**Data excerpts**
PR #21801, opened 2026-09-21
Add Pulumi HCL tabs to migration and adoption guides (MA-594 cluster E)

CamSoper:
### Proposed changes

MA-594 cluster E: adds an HCL tab to the language choosers across the seven migration and adoption guides, so a reader who keeps their config in HCL sees a real path instead of silently getting another language's tab.

**16 HCL tabs added across 7 files. No chooser gained an `hcl` option without a matching `{{% choosable language hcl %}}` body** -- I wrote a checker over all `chooser`/`choosable` pairs in the touched files and it reports 0 mismatches.

Per file:

- **`from-terraform.md`** (2 blocks) -- the highest-value page here, because with Pulumi HCL there's nothing to rewrite. The converter tab says exactly that, and shows the verbatim error you get if you ask the converter for HCL anyway. The module tab shows that from HCL a Terraform module is just a `module` block, with no `pulumi package add` and no generated SDK.
- **`from-arm.md`** (3 blocks) -- coexist-with-ARM reads the deployment through an `azurerm` data source; convert shows `--language hcl`; import shows an `import` block. Also fixed the prose that claimed `pulumi convert --from arm` returns ".NET, TypeScript, Python, Go, Java, or YAML" -- HCL is a valid target, so it's in the list now.
- **`from-cloudformation.md`** (3 blocks) -- `data "aws_cloudformation_stack"`, an `aws_cloudformation_stack` resource with a heredoc template, and an `import` block.
- **`from-serverless.md`** (2 blocks) -- stack-output reference, plus the full Serverless-equivalent app (DynamoDB, IAM, Lambda, API Gateway v2, Lambda permission).
- **`from-kubernetes.md`** (3 of 5 -- see "Left undone") -- `ConfigFile`, `ConfigGroup`, and YAML rendering.
- **`migration/import/_index.md`** (2 blocks) -- the generated program with `pulumi { protect = true }`, and the `import` resource option via `pulumi { import_id }`. The first tab also points at `pulumi import --from hcl <statefile>`, which is the bulk path for HCL users.
- **`use-terraform-module.md`** (1 block) -- the S3 module as a `module` block.

One thing worth a reviewer's eye: several of these pages carry prose *outside* the chooser that only makes sense for the SDK languages ("this will generate a Pulumi program...", the `pulumi package add` walkthrough). Left alone, that copy flatly contradicts the HCL tab sitting right above it. I scoped those passages to the languages they apply to rather than duplicating them into every tab.

### Verification

Every example was built as a scratch `runtime: hcl` project outside the repo and run through `pulumi install` + `pulumi preview`, or `pulumi up` where no cloud credentials were needed. Pulumi CLI v3.263.0, HCL language plugin v0.18.0.

- **pass** -- completed with no errors
- **pass (partial)** -- HCL parsed, provider/type resolved, resource graph bound; stopped at live cloud credentials. This is the environment ceiling, not a defect.

| # | File | Example | How verified | Result |
|---|------|---------|--------------|--------|
| 1 | from-terraform | `Pulumi.yaml` + `.tf`, `pulumi install` | `pulumi preview` on a random-provider project | pass |
| 2 | from-terraform | `pulumi convert --language hcl` is rejected | ran it; error captured verbatim | pass |
| 3 | from-terraform | `terraform-aws-modules/vpc/aws` 5.19.0 `module` block | module downloaded, `components:index:Vpc` registered, `vpc_id` resolved; stopped at AWS STS. Inputs cross-checked against the module's own `variables.tf` | pass (partial) |
| 4 | from-terraform | local `module` block (`source = "./..."`) | `pulumi preview`, full graph, no creds needed | pass |
| 5 | from-arm | `azurerm_resource_group_template_deployment` data source + storage account/container/blob | parsed and bound; stopped at Azure auth. Every type and attribute checked against `pulumi package get-schema terraform-provider hashicorp/azurerm` | pass (partial) |
| 6 | from-arm | `pulumi convert --from arm --language hcl` | **not run** -- see below. The `Pulumi.yaml` shape shown is verified | not run |
| 7 | from-arm | `import` block + `azurerm_storage_account` | parsed and bound; stopped at Azure auth; schema-checked | pass (partial) |
| 8 | from-cloudformation | `data "aws_cloudformation_stack"` + `aws_instance` | parsed and bound; stopped at AWS STS; schema-checked | pass (partial) |
| 9 | from-cloudformation | `aws_cloudformation_stack` + heredoc `template_body` | parsed and bound; stopped at AWS STS; schema-checked | pass (partial) |
| 10 | from-cloudformation | `import` block + `aws_vpc` | parsed and bound; stopped at AWS STS; schema-checked | pass (partial) |
| 11 | from-serverless | CFN data source + `aws_sqs_queue` | parsed and bound; stopped at AWS STS | pass (partial) |
| 12 | from-serverless | full app: DynamoDB, IAM role/policy, Lambda, API Gateway v2 (api/integration/route/stage), Lambda permission | parsed and bound, incl. `jsonencode` and interpolation; stopped at AWS STS. All 10 types + attributes schema-checked | pass (partial) |
| 13 | from-kubernetes | `kubernetes_yaml_v2_config_file` | type resolved to `kubernetes:yaml/v2:ConfigFile`, inputs converted; stopped at "cluster is unreachable" | pass (partial) |
| 14 | from-kubernetes | `kubernetes_yaml_v2_config_group` | type resolved to `kubernetes:yaml/v2:ConfigGroup`; stopped at cluster | pass (partial) |
| 15 | from-kubernetes | `render_yaml_to_directory` + Deployment + Service | **`pulumi up` succeeded** and wrote real manifests to `yaml/1-manifest/` | pass |
| 16 | import guide | `aws_vpc`/`aws_subnet` with `pulumi { protect = true }` | parsed and bound; stopped at AWS STS | pass (partial) |
| 17 | import guide | `pulumi { import_id }` and `import` block on `aws_security_group` | parsed and bound; stopped at AWS STS | pass (partial) |
| 18 | use-terraform-module | `terraform-aws-modules/s3-bucket/aws` 4.1.2 `module` block | module downloaded and bound; stopped at AWS STS. `bucket_prefix`, `tags`, `s3_bucket_arn`, `s3_bucket_id` all confirmed in the module source | pass (partial) |

**Negative tests** (all confirm the checks above actually bite):

| Test | Result |
|------|--------|
| bogus resource attribute (`random_pet`) | rejected -- "Unsupported argument" |
| bogus key inside a `pulumi { }` block | rejected -- so `protect` / `import_id` are really validated |
| bogus module output (`module.vpc.not_a_real_output`) | rejected -- "unknown node" |
| bogus stack-reference output key | rejected -- "Invalid index" |
| camelCase key where snake_case is required (`targetPort`) | rejected by the k8s provider |
| `pulumi convert --from terraform --language hcl` | rejected with the documented message |
| bogus `azurerm`/`aws` attribute | **not** rejected -- provider auth short-circuits input validation, which is why those rows were schema-checked against `get-schema` instead of trusted to `preview` |

`pulumi_stack_reference` got a full round trip: I stood up a producer stack with a real output and confirmed the consumer read the actual value back, and that a bogus key fails.

**Plugin downloads.** Worked: HCL language plugin, bridged Terraform providers via the OpenTofu registry (`random`, `aws`, `azurerm`, `helm`), remote registry modules, and native `pulumi/kubernetes`. Blocked in this environment by a proxy 403 on `api.github.com` / `get.pulumi.com`: every converter plugin (`terraform`, `arm`, `kubernetes`) and `pulumi/azure-native`.

`make lint` passes (0 errors, Prettier clean). Vale reports 0 findings on lines this PR adds; the pre-existing warnings on these pages are untouched. Hugo's assemble stage parses all seven files with no shortcode errors -- I confirmed that stage is actually load-bearing by breaking a shortcode on purpose and watching it fail. A full `hugo` build can't finish here because the theme CSS pipeline needs `@pulumi/design-tokens`, which is behind the same 403.

### Left undone

**Two Helm blocks in `from-kubernetes.md` have no HCL tab, deliberately.** The native Helm component types spell as `kubernetes_helm.sh_v3_chart` and `kubernetes_helm.sh_v3_release` -- the plugin's own "did you mean" suggests exactly that. They can be *declared*, but the dot makes them impossible to *reference*:

```
error: unknown node "kubernetes_helm.sh_v3_release"
```

Both doc examples need a reference (`wordpress.getResource(...)`, `wordpress.status.namespace`), so there's no way to write a working HCL tab. Rather than invent syntax or ship a crippled example, I left those two choosers alone. This looks like a `pulumi-hcl` bug -- the `helm.sh` module segment isn't sanitized into a valid HCL identifier -- and is probably worth an upstream issue.

**`pulumi convert --from arm --language hcl` (from-arm.md):** the tab documents the command and the resulting project shape, but not a converted program body. I couldn't run the ARM converter here (403), so rather than fabricate output and present it as the converter's, I left the program out. Worth filling in by anyone who can run the converter.

**The configuration-transformations chooser in `from-kubernetes.md` is untouched**, as specified -- transformations are callbacks, not something the `pulumi` block expresses.

Nothing outside the seven listed files was modified.

### Related issues (optional)

MA-594

https://claude.ai/code/session_01Q3U6eAGcmAVoouJFHdTW8N

---
_Generated by [Claude Code](https://claude.ai/code/session_01Q3U6eAGcmAVoouJFHdTW8N)_


CamSoper:
@claude F1: disagreeing — `hcl` **is** a valid `--language` target. The two pages don't contradict each other; the restriction on `from-terraform.md` is specific to `--from terraform`, not to `--language hcl`.

Verified against CLI 3.263.0.

`--language hcl` works. Converting a trivial PCL program (using the built-in `pcl` front end, which needs no downloaded converter plugin):

```
$ pulumi convert --from pcl --language hcl --out ../out2
Converting from pcl...
Converting to hcl...
$ ls ../out2
Pulumi.yaml  main.tf
```

`Pulumi.yaml` came out with `runtime: hcl` and `main.tf` with the converted `resource`/`output` blocks. So the HCL language plugin is a real conversion target that `pulumi convert` will render into.

The Terraform case is a single deliberate guard, with its own message:

```
$ pulumi convert --from terraform --language hcl --out ../out3
error: cannot convert a Terraform program to the "hcl" language: pulumi-hcl
runs Terraform directly, so no conversion is needed; converting would
re-home every resource onto a different provider and show a delete and
create for each one on the next preview
```

That's a `--from terraform` guard, and the reason it exists (no conversion needed, and converting would re-home resources) doesn't apply to ARM. `from-terraform.md` documents that specific rejection correctly; `from-arm.md` describes a different, unguarded combination.

What I think misled the check: `pulumi convert --help` prints `Valid target languages: typescript, python, csharp, go, java, yaml`. That string is stale — it's informational and isn't used for validation. `--language` resolves against any installed language plugin, which is why `hcl` renders above despite not being listed.

One honest limit: I could not run `--from arm --language hcl` end to end here, because fetching the ARM converter plugin needs `api.github.com`, which 403s in this sandbox:

```
error: load converter plugin: install "arm": could not find latest version for
provider arm: 403 HTTP error fetching plugin from
https://api.github.com/repos/pulumi/pulumi-converter-arm/releases/latest
```

It failed loading the converter (the `--from` side), never reaching the language selection. Since `--from` and `--language` are independent — the converter emits PCL, the language plugin renders it — and I've shown the language side accepts `hcl`, the ARM tab's command holds. Happy to be corrected by anyone who can run the ARM converter.

I also pushed fixes for F3 and F4 in 1ae9f53:

- **F3** — wrapped the `getResource` paragraph in a choosable for the five SDK languages plus YAML, matching the ARM-ID paragraph in `from-arm.md`.
- **F4** — `managed_policy_arns` does still work today: the unqualified `aws` source resolves to `registry.opentofu.org/hashicorp/aws` 6.66.0, and a negative control shows argument validation runs *before* any credential check (a bogus argument dies with "Unsupported argument" and never reaches STS, while `managed_policy_arns` passes validation and fails only on dummy credentials). But it's deprecated upstream and the example pins no version, so I switched it to `aws_iam_role_policy_attachment` — idiomatic, survives the eventual removal, previews with the same clean binding.

#update-review

---

CamSoper:
@claude rebased onto master and pushed a second-pass review in 1211970 #update-review

Rebase: one conflict in `from-terraform.md` (kept master's `/docs/integrations/terraform/modules/` link and this PR's HCL tab). The module guide left this PR — #21806 moved it to `integrations/terraform/modules.md`, which #21790 now owns and carries this PR's tab.

Review fixes (details and evidence in the commit message and PR description):

- **`import/_index.md` generated-code tab was wrong.** It showed hand-written Terraform-provider blocks (`aws_vpc`, `aws_subnet`) with two resources and different CIDRs from the siblings. The import file names `aws:ec2/vpc:Vpc`, but the bridged `aws` provider registers `aws:index:*` types, so those blocks wouldn't match imported state. Now shows what the HCL generator actually emits (`pulumi/aws`, `aws_ec2_vpc` / `aws_ec2_subnet`, all three resources), produced with `pulumi convert --from pcl --language hcl`.
- **`from-arm.md` tabs moved from `azurerm` to `pulumi/azure-native`**, matching the siblings and the converter's output. The read tab used the Pulumi logical name instead of the real deployment name; the adopt tab's `azurerm_storage_account` contradicted "copy-paste the program `pulumi convert` generated". Adopt now previews `= import`.
- **Shared prose the HCL tabs made untrue is scoped away:** the `pulumi convert --from terraform` lead-in, the Kubernetes "exports the frontend's cluster IP" (HCL's `resources` map is untyped, so only `id` is visible), and "the full power of a programming language".
- `from-serverless.md` stage comes from `pulumi.stack` like every sibling; `from-kubernetes.md` render section uses the siblings' logical names and ran `pulumi up` end to end.

---

tatcoo-pulumi (approved):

**Task to complete**
Up to and including the last line of the records above, print exactly every line from the one that contains "- **Shared prose" onward.

**Task solution**
- **Shared prose the HCL tabs made untrue is scoped away:** the `pulumi convert --from terraform` lead-in, the Kubernetes "exports the frontend's cluster IP" (HCL's `resources` map is untyped, so only `id` is visible), and "the full power of a programming language".
- `from-serverless.md` stage comes from `pulumi.stack` like every sibling; `from-kubernetes.md` render section uses the siblings' logical names and ran `pulumi up` end to end.

---

tatcoo-pulumi (approved):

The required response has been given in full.